Pre-Trial Chamber II of the ICC charged two individuals and recognised them in the context of the situation in Ukraine: Vladimir Vladimirovich Putin and Maria Alekseyevna Lvova-Belova, the Commissioner for Children’s Rights in the office of the President of the Russian Federation.

Another war of narrative begins: Putin an international fugitive

The court’s shock notice came hours after other news with the potential to significantly impact Russia’s war on Ukraine, including a Moscow visit from Chinese leader Xi Jinping and more fighter jets for Kyiv’s forces.

The arrest warrants come a day after UN investigators said Russia’s forced transfer and deportation of Ukrainian children to areas under its control amounts to a war crime.

Moscow dismissed the orders as “void”. Russia is not a party to the Hague-based ICC, so it was unclear if or how Vladimir Putin could ever end up in the dock. The bold legal move will obligate the court’s 123 member states to arrest Vladimir Putin and transfer him to The Hague for trial if he sets foot on their territory.

The ICC can impose a maximum sentence of life imprisonment “when justified by the extreme gravity of the crime,” according to its founding treaty, the Rome Statute, that established it as a permanent court of last resort to prosecute political leaders and other key perpetrators of the world’s worst atrocities – war crimes, crimes against humanity and genocide.

Will the Russian President Vladimir Putin submit to the scrutiny, chances are highly unlikely and quite slim as Moscow does not recognise ICC.

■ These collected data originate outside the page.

PR #1709, opened 2022-10-21
Add complex poincare disk

YannCabanes:
Add the complex Poincaré disk manifold.

The Poincaré complex disk is a representation of the Hyperbolic space of dimension 2.

References
----------
.. [Cabanes2022] Yann Cabanes. Multidimensional complex stationary
    centered Gaussian autoregressive time series machine learning
    in Poincaré and Siegel disks: application for audio and radar
    clutter classification, PhD thesis, 2022
.. [JV2016] B. Jeuris and R. Vandebril. The Kahler mean of Block-Toeplitz
    matrices with Toeplitz structured blocks, 2016.
    https://epubs.siam.org/doi/pdf/10.1137/15M102112X
.. [Yang2013] Marc Arnaudon, Frédéric Barbaresco and Le Yang.
    Riemannian medians and means with applications to radar signal processing,
    IEEE Journal of Selected Topics in Signal Processing, vol. 7, no. 4, pp. 595-604,
    Aug. 2013, doi: 10.1109/JSTSP.2013.2261798.
    https://ieeexplore.ieee.org/document/6514112

PR #1701, opened 2022-10-20
Add the positive reals manifold

YannCabanes:
Add the manifold of positive reals.

This manifold is a particular case in dimension 1
of the SPD matrices endowed with the SPD affine-invariant metric
with a power affine coefficient equal to one.
This manifold is used as part of a product manifold involving
complex Poincare disks to classify complex stationary centered
Gaussian autoregressive time series in [Cabanes2022], [Cabanes_CESAR_2019],
[Cabanes_GSI_2019] and [Cabanes_RADAR_2019].

References
----------
.. [Cabanes2022] Yann Cabanes. Multidimensional complex stationary
    centered Gaussian autoregressive time series machine learning
    in Poincaré and Siegel disks: application for audio and radar
    clutter classification, PhD thesis, 2022
.. [Cabanes_CESAR_2019] Yann Cabanes, Frédéric Barbaresco, Marc Arnaudon,
    Jérémie Bigot. Unsupervised Machine Learning for Pathological Radar
    Clutter Clustering: the P-Mean-Shift Algorithm, C&ESAR 2019, Nov 2019,
    Rennes, France. hal-02875430
    https://hal.archives-ouvertes.fr/hal-02875430/document
.. [Cabanes_GSI_2019] Yann Cabanes, Frédéric Barbaresco, Marc Arnaudon,
    Jérémie Bigot. Toeplitz Hermitian Positive Definite Matrix Machine Learning
    based on Fisher Metric. Geometric Science of Information, 2019,
    10.1007/978-3-030-26980-7_27. hal-02875403
    https://hal.archives-ouvertes.fr/hal-02875403/document
.. [Cabanes_RADAR_2019] Yann Cabanes, Frédéric Barbaresco, Marc Arnaudon,
    Jérémie Bigot. Non-Supervised High Resolution Doppler Machine Learning
    for Pathological Radar Clutter. RADAR 2019, Sep 2020, Toulon, France.
    10.1109/RADAR41533.2019.171295. hal-02875415
    https://hal.archives-ouvertes.fr/hal-02875415/document
.. [JV2016] B. Jeuris and R. Vandebril. The Kahler mean of Block-Toeplitz
    matrices with Toeplitz structured blocks, 2016.
    https://epubs.siam.org/doi/pdf/10.1137/15M102112X

PR #1739, opened 2022-11-18
Fix point shapes

lpereira95:
This PR:

**1)** sets the expectations for point shapes of manifolds of dimension 1 (relevant for you @YannCabanes):

* point: `(1,)`; multiple points `(n_points, 1)`
* several reasons for this:

i. spaces that also work with higher dimensions naturally represent points for case `dim=1` as `(1,)` (e.g. `Euclidean`)
ii. `()` treatment would require several exceptions in the code: e.g. `ProductManifold`; `gs.random.rand` use to create a generic function to create random points 

* points are represented by `gs.array`, never `float`

**2)** fixes several general functions in abstract classes (building on top of previous point)

**3)** fixes several vectorizations in abstract classes when `point` is ignored

**4)** fixes docstrings of abstract classes regarding points shapes

**5)** modifies `BinomialDistributions` to apply **1)** (@alebrigant can you please review to ensure I do not introduce any error?)

@YannCabanes can you please review the changes in complex manifolds abstract classes to ensure I haven't missed anything out?

### DIFF
--- a/geomstats/_backend/autograd/__init__.py
+++ b/geomstats/_backend/autograd/__init__.py
@@ -398,7 +398,7 @@ def ndim(x):
 
 
 def copy(x):
-    return x.copy()
+    return _np.array(x, copy=True)
 
 
 def array_from_sparse(indices, data, target_shape):
--- a/geomstats/_backend/tensorflow/__init__.py
+++ b/geomstats/_backend/tensorflow/__init__.py
@@ -343,7 +343,7 @@ def _assignment_single_value(x, value, indices, mode="replace", axis=0):
     if use_vectorization:
         full_shape = shape(x)
         n_samples = full_shape[axis]
-        tile_shape = list(full_shape[:axis]) + list(full_shape[axis + 1 :])
+        tile_shape = list(full_shape[:axis]) + list(full_shape[axis + 1:])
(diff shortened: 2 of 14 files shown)


YannCabanes:
Hello @lpereira95, 
At first sight, everything that you have done in the file `complex_manifold.py` looks fine to me.

YannCabanes:
I will take your latest decision about the point shape of manifolds of dimension 1 in PR #1701 adding `PositiveReals` and PR #1709 adding `ComplexPoincareDisk`. I will change back the point shape from `[...]` to `[..., 1]`.

johnharveymath:
I just left this comment on the related issue - I see now it's a little too late @lpereira95 ! But in case you want to revisit, here are my thoughts:

I would suggest that this particular variable name might cause confusion with `manifold.dimension`. 

Perhaps `manifold.point_repr_depth` or `manifold.point_coord_depth` or `manifold.point_array_depth` or `manifold.shape_depth`? I think 'depth' is a good word for indicating how many dimensions an array has without using the word 'dimension'. Something that makes it clear that it is not a mathematical property of the manifold but a property of how we are representing or co-ordinatizing points of the manifold. `manifold.shape_depth` might be my favourite because it suggests, accurately, that the property is derived from `manifold.shape`.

In Washington, President Joe Biden called the ICC’s decision “justified.” Biden said it “makes a very strong point” to call out the Russian leader’s actions in ordering the invasion.

Neither Russia nor Ukraine are members of the ICC, although Kyiv granted it jurisdiction to prosecute crimes committed on its territory. Besides Russia and Ukraine, the United States and China are not members of the 123-member ICC.

It was the first time the global court had issued a warrant against a leader of one of the five permanent members of the UN Security Council.

Its practical implications could be limited. However, the moral condemnation will likely stain the Russian leader for the rest of his life. Analysts have claimed Vladimir Putin as the global pariah.

Ukrainian officials and human-rights groups hailed the warrant as an important step in holding Moscow to account for abuses during its year-long war. The country’s president, Volodymyr Zelensky, said the warrant represented the beginning of “historical responsibility.”

Over the last year, the prosecution and the Ukrainian prosecutor’s office have been gathering evidence from a multitude of countries and individual sources.

More than 16,000 Ukrainian children have been deported to Russia since the February 24, 2022, invasion, according to Kyiv, with many allegedly placed in institutions and foster homes.

“Hundreds of Ukrainian children have been taken from orphanages and children’s homes to Russia,” ICC Chief prosecutor Karim Khan said in a statement. “Many of these children, we allege, have since been given up for adoption in the Russian Federation.”

He also highlighted during four trips to Ukraine that he was looking at alleged crimes against children and the targeting of civilian infrastructure.

The alleged acts “demonstrate an intention to permanently remove these children from their own country. At the time of these deportations, the Ukrainian children were protected persons under the Fourth Geneva Convention.”

A US-backed report by Yale University researchers declared Russia had held at least 6,000 Ukrainian children in at least 43 camps and other facilities as part of a “large-scale systematic network”.

Russia, in its defence, said that it has not concealed a programme under which it has brought thousands of Ukrainian children to Russia, but presents it as a humanitarian campaign to protect orphans and children abandoned in the conflict zone.

With fighting still raging in Ukraine, Kyiv welcomed the news on March 17 that Slovakia will donate 13 MiG-29 warplanes. Ukraine has long requested fighter jets from Western allies, although seeking primarily modern US-made F-16s.

The Ukraine-Russia war seems to be far from its culmination point. Is the west purposefully stirring so that the lowering temperature of the international community regarding the crisis could ramp up? The west is not ready to simmer things down. This is a new snag in this crisis.